From a health perspective, until very recently, butter was deemed as “the bad fat” and margarine as “the good fat.” The National Heart Foundation awarded some margarines with their approved “Health Tick” but in October 2016 the Heart Foundation removed their “approved ticks” stating that, “the nutritional landscape has changed.” Like eggs, new science has shown that butter is no longer the bad guy when it comes to heart health but, like margarine, only when used in moderation.
Butter is made from saturated fat, once thought to raise LDL “bad” cholesterol levels. New studies show grass-fed butter (which is our New Zealand butter) also contains conjugated linoleic acid (CLA), which helps improve body composition and protect against cancer as well as triglycerides which are helpful for the gut bacteria, immune function, and metabolism. It’s also particularly rich in Vitamin K2, which can have powerful health benefits fighting cardiovascular disease, cancer and osteoporosis.
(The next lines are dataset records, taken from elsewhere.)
PR #4316, opened 2019-10-21
Remove redundant field from IdentificationData::ScoreType

hendrikweisser:
A score type (e.g. from a database search engine) is identified by a CV term, which includes a name field. For simplicity, just use that field even if there's no full CV term for a score type, only a name.

Also clean up some whitespace issues in "CVTerm.h".

### DIFF
--- a/src/tests/topp/NucleicAcidSearchEngine_11_out.idXML
+++ b/src/tests/topp/NucleicAcidSearchEngine_11_out.idXML
@@ -16,7 +16,7 @@
 				<UserParam type="string" name="label" value="UGAGGUAGUAGGUUGUAUAGU"/>
 				<UserParam type="float" name="OMS:precursor_mz_error_ppm" value="-1.851164946914477"/>
 				<UserParam type="int" name="isotope_offset" value="2"/>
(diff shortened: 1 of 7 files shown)


src/tests/topp/NucleicAcidSearchEngine_11_out.idXML
```diff
@@ -16,7 +16,7 @@
 				<UserParam type="string" name="label" value="UGAGGUAGUAGGUUGUAUAGU"/>
 				<UserParam type="float" name="OMS:precursor_mz_error_ppm" value="-1.851164946914477"/>
 				<UserParam type="int" name="isotope_offset" value="2"/>
-				<UserParam type="float" name="q-value" value="0.0"/>
+				<UserParam type="float" name="PSM-level q-value" value="0.0"/>
```
hroest: so why is this stored as user param and not as CV term (`"MS:1002354", "PSM-level q-value",`) ?

hendrikweisser: Because PeptideHit is derived from MetaInfoInterface, but has no facility for storing CV terms.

Margarine is made from vegetable oils containing polyunsaturated and monounsaturated fats that can reduce low-density lipoprotein (LDL), or "bad," cholesterol. There are literally dozens of margarines made from lots of different vegetable oils, like canola or rapeseed oil. Many have a yellow dye added to make the margarine more butter-like while some blend butter with margarine so it becomes a “spread”.
Not all margarines are created equal — some contain trans fat that actually increases blood cholesterol levels and the risk of heart disease, so read the ingredients labels carefully before you make your choice. So, yes, while neither fats are truly healthy, some margarines used in moderation are fine.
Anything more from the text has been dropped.